Available records:
■ ■ ■ ■ ■ ■ ■
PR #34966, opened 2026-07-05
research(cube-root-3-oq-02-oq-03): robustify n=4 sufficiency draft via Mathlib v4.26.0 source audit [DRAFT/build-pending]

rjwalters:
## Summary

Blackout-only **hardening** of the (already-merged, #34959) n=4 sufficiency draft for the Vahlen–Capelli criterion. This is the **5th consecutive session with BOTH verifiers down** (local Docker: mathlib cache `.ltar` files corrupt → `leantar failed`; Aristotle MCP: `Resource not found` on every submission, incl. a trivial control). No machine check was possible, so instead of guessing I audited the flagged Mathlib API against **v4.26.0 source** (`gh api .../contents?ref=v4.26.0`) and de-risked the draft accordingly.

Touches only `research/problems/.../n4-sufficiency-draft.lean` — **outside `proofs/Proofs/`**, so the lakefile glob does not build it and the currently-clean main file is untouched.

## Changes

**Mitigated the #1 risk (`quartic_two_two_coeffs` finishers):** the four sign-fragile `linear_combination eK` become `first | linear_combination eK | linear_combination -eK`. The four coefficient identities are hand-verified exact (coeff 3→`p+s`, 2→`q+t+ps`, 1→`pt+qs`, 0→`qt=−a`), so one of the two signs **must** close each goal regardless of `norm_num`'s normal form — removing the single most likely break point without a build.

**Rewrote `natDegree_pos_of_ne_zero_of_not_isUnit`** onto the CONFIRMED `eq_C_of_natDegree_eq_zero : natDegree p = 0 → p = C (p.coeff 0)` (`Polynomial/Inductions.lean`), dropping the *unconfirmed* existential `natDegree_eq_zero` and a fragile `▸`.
■ ■ ■ ■ ■ ■ ■
Problem to solve: Find the string "research" in the lines above and count those lines. Give only that count.

Output of the exercise: 2